Check each line of the entries for "something" and report the ones that have it.

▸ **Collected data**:
* * *

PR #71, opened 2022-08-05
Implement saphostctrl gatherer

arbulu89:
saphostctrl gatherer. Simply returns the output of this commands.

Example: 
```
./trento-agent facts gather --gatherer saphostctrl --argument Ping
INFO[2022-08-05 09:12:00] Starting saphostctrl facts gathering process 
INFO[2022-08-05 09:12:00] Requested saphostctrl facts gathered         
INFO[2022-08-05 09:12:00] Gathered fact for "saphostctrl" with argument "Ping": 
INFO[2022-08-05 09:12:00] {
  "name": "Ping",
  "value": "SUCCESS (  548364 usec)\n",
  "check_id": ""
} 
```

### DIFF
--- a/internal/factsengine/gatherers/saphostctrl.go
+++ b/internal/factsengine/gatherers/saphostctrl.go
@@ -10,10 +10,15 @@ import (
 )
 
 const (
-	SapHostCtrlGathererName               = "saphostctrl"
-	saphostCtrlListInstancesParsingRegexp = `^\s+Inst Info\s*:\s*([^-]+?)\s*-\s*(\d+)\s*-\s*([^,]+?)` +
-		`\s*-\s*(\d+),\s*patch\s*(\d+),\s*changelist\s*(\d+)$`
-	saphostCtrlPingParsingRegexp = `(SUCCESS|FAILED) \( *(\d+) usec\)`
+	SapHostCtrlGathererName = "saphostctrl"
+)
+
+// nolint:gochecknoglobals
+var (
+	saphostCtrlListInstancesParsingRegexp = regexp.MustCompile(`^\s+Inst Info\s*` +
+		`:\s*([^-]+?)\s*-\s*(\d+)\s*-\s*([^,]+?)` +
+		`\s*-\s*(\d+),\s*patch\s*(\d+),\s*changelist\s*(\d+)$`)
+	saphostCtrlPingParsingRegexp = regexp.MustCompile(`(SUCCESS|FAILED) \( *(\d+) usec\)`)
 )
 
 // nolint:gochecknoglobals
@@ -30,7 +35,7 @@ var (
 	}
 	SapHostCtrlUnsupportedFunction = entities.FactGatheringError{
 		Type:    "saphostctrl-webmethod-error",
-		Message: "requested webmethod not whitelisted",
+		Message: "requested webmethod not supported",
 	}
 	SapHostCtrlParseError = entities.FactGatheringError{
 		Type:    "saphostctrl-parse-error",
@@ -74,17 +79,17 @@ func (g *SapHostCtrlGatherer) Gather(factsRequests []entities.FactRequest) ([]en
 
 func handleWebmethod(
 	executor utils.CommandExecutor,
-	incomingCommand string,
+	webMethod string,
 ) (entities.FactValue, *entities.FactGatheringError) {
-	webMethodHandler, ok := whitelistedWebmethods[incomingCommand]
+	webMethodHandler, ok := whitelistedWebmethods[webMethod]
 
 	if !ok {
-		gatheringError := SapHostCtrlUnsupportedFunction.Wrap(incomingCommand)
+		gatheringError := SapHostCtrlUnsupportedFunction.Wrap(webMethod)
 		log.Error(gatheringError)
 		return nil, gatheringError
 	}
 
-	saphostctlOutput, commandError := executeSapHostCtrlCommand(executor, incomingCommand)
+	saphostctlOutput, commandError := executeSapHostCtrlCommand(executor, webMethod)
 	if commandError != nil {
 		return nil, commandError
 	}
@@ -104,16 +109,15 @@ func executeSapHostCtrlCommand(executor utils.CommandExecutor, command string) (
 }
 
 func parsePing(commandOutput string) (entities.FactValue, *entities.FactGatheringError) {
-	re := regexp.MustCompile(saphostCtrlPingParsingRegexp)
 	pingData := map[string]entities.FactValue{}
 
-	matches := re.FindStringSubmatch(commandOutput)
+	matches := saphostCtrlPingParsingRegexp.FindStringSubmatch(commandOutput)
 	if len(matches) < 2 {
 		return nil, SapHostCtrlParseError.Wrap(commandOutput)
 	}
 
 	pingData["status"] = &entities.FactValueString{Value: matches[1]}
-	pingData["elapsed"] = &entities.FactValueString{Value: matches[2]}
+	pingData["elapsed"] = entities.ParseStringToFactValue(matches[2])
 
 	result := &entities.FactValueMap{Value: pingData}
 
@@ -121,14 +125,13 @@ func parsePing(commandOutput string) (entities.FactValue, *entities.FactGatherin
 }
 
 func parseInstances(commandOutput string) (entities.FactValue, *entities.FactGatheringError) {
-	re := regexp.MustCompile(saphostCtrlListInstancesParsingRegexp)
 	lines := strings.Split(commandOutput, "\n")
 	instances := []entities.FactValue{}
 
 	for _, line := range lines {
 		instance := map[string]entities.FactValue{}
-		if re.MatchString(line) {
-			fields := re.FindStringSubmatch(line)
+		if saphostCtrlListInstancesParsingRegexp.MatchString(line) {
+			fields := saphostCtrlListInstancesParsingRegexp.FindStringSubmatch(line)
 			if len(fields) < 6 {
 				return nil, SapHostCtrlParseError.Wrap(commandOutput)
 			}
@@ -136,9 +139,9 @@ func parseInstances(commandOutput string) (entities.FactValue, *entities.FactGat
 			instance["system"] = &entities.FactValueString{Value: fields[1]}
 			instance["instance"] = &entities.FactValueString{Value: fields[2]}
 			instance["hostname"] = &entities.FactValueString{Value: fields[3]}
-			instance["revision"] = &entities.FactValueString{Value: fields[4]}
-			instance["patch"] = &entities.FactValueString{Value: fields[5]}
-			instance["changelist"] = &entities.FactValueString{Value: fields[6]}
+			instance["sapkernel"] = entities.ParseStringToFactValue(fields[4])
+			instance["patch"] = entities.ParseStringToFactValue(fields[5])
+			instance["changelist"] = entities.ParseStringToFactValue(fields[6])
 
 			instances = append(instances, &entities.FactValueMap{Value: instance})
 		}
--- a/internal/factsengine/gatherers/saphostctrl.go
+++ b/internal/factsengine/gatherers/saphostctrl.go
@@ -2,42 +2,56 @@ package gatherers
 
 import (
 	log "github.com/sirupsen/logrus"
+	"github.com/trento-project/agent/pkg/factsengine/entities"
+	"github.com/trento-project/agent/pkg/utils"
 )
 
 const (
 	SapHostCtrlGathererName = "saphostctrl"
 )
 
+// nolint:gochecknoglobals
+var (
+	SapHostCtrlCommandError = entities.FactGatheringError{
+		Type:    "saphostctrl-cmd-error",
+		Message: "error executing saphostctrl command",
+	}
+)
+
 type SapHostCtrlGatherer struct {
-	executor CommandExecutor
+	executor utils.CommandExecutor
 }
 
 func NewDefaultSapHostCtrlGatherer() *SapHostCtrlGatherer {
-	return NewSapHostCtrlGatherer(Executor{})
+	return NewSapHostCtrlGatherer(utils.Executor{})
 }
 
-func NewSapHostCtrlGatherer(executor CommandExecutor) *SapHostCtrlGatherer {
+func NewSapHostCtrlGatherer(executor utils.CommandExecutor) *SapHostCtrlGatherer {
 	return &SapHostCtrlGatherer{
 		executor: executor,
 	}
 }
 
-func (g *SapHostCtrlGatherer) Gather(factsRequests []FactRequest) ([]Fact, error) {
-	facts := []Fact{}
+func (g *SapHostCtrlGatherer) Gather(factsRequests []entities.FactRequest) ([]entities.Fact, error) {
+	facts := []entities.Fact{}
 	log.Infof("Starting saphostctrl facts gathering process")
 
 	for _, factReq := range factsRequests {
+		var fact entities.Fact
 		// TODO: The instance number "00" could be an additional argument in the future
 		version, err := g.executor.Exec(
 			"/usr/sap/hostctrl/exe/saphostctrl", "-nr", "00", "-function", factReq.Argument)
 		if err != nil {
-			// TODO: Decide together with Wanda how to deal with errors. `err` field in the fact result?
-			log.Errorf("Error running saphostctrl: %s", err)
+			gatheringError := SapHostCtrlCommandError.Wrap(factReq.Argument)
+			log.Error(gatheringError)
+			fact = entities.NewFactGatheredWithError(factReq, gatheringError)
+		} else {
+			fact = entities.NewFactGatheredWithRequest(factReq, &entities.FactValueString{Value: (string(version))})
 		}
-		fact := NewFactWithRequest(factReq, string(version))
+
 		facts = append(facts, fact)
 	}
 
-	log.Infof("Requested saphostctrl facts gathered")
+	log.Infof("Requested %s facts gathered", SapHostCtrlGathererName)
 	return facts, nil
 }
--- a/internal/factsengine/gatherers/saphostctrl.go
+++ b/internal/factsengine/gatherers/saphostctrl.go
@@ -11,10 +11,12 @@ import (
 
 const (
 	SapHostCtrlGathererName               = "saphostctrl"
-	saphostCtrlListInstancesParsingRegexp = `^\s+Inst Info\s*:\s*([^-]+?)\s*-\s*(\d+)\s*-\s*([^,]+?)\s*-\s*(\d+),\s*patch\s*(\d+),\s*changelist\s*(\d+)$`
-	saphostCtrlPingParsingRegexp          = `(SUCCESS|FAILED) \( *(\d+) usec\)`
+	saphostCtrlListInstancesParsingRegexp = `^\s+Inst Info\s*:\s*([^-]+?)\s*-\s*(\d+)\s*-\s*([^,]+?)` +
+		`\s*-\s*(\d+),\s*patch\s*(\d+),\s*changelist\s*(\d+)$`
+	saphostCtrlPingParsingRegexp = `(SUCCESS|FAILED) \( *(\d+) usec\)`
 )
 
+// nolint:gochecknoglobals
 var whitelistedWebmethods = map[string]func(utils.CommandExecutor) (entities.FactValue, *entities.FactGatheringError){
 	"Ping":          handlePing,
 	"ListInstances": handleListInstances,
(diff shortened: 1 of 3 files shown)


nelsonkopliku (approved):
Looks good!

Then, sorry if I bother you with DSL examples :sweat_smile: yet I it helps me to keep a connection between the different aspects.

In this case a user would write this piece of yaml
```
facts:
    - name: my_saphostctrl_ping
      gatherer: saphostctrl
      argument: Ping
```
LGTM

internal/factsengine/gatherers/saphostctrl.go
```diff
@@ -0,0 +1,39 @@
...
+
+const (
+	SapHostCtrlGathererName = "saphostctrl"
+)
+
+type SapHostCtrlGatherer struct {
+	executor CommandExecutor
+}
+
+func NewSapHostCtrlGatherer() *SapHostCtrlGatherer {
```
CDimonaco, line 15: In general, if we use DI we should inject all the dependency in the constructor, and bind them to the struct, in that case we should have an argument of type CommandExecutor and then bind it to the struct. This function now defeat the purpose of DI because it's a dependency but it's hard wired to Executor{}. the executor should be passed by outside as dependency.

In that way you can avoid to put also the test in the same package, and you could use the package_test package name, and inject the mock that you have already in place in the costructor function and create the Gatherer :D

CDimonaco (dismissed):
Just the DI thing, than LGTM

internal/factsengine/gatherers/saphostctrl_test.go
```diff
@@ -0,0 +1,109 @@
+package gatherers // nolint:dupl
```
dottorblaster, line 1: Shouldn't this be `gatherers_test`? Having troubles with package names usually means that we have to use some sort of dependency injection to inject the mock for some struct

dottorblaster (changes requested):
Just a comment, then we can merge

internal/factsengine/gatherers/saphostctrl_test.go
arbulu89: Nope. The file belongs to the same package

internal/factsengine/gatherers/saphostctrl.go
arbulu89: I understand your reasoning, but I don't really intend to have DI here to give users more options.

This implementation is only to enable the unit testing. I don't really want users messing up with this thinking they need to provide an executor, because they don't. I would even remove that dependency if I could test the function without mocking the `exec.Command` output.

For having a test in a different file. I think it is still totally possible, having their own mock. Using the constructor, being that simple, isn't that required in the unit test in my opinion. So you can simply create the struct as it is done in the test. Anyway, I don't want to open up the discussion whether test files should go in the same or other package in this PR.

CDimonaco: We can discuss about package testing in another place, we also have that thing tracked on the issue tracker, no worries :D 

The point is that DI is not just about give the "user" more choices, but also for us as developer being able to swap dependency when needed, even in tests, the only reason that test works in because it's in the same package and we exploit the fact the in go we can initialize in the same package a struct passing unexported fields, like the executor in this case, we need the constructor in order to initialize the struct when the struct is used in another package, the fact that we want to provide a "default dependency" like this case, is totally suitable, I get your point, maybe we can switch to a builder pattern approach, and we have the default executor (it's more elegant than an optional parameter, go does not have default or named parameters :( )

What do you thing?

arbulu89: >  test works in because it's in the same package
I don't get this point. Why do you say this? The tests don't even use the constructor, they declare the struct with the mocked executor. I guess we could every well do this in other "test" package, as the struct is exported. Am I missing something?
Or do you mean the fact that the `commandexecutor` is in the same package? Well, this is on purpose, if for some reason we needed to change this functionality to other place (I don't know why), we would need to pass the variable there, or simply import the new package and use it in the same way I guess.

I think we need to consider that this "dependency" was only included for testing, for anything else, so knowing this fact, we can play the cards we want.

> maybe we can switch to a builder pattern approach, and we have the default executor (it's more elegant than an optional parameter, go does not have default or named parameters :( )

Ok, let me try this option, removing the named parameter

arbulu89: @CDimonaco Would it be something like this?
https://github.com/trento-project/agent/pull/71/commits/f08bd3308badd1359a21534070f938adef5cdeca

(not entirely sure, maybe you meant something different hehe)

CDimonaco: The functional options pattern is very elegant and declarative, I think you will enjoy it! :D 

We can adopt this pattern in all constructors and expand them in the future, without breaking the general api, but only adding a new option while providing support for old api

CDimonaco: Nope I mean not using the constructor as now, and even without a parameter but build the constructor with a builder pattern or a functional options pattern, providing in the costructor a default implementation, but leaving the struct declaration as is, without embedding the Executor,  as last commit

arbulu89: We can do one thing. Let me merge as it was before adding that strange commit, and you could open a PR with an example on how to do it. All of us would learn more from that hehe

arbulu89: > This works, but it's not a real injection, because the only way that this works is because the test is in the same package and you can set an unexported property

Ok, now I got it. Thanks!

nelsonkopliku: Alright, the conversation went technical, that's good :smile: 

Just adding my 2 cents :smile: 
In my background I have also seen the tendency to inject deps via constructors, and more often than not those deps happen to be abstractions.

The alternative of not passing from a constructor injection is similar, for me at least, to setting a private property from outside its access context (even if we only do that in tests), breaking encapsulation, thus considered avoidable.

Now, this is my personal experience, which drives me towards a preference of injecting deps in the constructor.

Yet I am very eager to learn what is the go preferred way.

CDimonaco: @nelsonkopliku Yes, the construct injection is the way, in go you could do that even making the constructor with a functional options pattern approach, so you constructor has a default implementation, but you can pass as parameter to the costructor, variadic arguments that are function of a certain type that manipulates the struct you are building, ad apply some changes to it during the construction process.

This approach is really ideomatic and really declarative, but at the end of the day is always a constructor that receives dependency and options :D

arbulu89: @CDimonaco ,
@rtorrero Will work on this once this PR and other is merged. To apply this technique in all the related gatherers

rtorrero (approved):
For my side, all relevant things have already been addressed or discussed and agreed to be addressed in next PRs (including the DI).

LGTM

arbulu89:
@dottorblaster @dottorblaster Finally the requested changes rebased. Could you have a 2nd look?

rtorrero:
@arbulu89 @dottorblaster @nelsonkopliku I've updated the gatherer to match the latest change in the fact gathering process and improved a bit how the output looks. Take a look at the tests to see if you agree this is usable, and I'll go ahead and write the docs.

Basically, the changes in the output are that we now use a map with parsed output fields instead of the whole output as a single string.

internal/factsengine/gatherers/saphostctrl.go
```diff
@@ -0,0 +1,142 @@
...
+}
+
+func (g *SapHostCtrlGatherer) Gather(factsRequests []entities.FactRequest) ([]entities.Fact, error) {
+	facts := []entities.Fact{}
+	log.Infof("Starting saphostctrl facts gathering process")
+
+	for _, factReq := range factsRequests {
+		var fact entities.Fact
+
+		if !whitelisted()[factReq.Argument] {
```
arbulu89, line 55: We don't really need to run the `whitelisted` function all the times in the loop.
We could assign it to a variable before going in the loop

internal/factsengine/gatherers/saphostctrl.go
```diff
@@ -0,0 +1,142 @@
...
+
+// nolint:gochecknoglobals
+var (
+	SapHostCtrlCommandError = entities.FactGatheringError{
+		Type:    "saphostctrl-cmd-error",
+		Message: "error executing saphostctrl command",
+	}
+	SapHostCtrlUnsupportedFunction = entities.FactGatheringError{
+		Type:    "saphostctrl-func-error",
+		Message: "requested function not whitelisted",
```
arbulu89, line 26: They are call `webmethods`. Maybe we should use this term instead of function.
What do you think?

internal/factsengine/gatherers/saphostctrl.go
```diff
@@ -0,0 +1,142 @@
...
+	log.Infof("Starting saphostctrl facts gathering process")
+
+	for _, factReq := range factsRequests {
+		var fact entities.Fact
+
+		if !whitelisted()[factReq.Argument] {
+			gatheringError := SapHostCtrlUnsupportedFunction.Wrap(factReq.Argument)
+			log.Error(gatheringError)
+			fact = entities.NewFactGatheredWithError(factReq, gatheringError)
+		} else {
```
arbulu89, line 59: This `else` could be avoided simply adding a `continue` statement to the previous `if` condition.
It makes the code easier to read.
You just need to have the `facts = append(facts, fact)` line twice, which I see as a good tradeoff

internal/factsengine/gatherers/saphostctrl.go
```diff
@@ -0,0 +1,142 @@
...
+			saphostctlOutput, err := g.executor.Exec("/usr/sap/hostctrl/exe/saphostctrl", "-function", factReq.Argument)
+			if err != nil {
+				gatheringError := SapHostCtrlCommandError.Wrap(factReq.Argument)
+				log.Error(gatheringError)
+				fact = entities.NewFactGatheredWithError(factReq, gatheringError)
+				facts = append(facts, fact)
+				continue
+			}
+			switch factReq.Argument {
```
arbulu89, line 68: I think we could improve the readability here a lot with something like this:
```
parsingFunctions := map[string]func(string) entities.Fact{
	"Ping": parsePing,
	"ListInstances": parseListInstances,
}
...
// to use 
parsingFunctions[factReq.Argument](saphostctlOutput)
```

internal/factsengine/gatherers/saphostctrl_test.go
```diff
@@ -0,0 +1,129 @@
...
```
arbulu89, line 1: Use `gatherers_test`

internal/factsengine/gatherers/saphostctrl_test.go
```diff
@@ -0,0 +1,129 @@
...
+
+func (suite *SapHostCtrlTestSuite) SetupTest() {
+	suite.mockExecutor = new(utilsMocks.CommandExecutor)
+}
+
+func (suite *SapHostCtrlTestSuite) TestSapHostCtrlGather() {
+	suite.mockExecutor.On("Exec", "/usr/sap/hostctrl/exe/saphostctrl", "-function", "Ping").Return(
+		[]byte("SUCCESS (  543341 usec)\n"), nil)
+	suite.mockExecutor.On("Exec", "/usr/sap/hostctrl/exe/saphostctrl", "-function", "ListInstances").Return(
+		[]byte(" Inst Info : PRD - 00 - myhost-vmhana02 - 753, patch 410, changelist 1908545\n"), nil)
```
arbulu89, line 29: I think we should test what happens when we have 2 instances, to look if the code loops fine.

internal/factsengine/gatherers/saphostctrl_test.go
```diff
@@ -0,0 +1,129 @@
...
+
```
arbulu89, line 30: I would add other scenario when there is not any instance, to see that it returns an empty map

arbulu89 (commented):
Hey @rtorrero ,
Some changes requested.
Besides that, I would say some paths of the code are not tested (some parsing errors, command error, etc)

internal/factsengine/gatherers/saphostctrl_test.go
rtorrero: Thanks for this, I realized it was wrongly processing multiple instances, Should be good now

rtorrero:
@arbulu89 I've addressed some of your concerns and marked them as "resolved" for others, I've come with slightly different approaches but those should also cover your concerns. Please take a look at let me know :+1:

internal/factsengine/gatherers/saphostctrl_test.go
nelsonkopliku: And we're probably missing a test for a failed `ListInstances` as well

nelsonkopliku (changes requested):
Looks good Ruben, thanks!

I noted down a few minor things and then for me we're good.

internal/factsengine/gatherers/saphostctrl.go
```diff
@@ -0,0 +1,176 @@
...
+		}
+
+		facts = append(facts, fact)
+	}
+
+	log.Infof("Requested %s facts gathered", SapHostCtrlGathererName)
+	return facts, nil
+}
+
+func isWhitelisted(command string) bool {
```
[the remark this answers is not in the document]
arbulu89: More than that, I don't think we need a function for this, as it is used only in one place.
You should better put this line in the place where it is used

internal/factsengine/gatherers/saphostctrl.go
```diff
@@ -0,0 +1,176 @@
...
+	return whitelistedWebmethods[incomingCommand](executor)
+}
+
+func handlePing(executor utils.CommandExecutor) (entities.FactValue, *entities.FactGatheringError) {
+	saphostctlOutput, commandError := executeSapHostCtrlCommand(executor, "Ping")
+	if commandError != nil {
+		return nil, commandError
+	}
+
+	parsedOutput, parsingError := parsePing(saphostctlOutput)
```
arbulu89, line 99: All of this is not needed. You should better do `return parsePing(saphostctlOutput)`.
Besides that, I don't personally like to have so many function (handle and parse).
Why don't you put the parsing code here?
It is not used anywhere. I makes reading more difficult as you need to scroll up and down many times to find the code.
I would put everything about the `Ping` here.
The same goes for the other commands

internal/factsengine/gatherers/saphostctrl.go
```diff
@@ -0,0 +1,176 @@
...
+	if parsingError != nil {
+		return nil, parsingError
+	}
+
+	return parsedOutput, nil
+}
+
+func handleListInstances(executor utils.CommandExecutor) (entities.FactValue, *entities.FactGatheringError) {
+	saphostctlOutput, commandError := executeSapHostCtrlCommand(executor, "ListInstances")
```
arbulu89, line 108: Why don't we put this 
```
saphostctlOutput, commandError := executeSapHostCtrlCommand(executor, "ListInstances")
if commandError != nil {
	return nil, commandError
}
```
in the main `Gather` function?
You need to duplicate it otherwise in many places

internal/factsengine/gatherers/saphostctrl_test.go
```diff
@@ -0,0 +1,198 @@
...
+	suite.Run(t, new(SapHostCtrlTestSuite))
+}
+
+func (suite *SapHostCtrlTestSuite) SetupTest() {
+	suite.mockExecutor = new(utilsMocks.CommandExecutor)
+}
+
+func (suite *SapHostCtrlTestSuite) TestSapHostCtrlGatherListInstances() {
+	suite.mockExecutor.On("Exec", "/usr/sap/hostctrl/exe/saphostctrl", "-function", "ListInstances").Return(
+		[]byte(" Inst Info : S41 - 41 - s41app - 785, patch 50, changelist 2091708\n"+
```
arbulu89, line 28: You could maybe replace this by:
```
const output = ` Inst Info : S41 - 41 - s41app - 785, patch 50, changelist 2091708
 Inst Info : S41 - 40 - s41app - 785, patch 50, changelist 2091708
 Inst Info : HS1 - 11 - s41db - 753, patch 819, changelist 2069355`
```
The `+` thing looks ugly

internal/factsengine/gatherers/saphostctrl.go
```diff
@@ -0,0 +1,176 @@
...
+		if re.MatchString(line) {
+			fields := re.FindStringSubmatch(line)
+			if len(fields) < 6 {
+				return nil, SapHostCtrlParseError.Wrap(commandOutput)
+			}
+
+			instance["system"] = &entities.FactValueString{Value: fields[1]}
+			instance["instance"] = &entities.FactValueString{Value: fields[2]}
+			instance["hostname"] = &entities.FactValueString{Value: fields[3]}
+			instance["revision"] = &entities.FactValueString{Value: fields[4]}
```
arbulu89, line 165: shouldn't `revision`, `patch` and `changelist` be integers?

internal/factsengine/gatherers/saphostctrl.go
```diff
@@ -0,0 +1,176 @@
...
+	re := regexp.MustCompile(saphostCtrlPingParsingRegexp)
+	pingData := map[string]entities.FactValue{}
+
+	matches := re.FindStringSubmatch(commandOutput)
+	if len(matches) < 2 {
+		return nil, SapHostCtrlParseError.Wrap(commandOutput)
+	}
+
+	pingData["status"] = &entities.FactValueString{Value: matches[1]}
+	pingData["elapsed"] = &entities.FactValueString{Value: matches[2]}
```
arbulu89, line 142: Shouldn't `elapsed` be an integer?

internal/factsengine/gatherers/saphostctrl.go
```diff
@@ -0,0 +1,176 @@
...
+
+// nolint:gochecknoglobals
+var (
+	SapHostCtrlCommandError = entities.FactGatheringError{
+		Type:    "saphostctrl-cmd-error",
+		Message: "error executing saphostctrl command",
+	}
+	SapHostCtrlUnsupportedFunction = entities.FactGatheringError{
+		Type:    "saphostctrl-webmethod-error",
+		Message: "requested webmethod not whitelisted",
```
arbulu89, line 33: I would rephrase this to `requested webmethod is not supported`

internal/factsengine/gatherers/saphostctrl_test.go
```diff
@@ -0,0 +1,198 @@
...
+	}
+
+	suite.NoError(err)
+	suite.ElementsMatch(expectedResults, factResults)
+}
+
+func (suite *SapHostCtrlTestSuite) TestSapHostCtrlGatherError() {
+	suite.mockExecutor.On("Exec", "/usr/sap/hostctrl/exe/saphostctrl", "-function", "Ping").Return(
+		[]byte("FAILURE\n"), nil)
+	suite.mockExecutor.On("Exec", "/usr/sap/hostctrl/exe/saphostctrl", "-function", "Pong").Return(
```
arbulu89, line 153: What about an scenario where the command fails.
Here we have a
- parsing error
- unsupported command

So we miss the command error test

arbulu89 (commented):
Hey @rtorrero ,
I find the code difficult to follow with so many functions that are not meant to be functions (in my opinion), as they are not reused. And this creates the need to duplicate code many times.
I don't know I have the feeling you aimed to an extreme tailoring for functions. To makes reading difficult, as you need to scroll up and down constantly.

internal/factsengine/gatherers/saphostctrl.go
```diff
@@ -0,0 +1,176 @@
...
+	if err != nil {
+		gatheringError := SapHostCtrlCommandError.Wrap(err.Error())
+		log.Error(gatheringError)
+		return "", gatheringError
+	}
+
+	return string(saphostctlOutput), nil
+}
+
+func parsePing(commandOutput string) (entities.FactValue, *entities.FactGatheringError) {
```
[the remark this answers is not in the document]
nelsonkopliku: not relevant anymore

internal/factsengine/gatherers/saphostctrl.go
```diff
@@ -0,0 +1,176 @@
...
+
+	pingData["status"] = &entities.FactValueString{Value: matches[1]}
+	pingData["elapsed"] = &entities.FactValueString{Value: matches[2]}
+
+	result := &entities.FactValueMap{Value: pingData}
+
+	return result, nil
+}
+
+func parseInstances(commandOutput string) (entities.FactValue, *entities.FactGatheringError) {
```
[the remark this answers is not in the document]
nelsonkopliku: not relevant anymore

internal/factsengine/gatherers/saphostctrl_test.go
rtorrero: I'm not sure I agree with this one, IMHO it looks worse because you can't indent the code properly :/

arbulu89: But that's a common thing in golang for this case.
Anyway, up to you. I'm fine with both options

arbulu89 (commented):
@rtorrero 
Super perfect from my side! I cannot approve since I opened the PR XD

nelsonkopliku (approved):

* * *

▸ **Written response**:
I don't get this point. Why do you say this? The tests don't even use the constructor, they declare the struct with the mocked executor. I guess we could every well do this in other "test" package, as the struct is exported. Am I missing something?
arbulu89: @CDimonaco Would it be something like this?
(not entirely sure, maybe you meant something different hehe)
arbulu89, line 68: I think we could improve the readability here a lot with something like this:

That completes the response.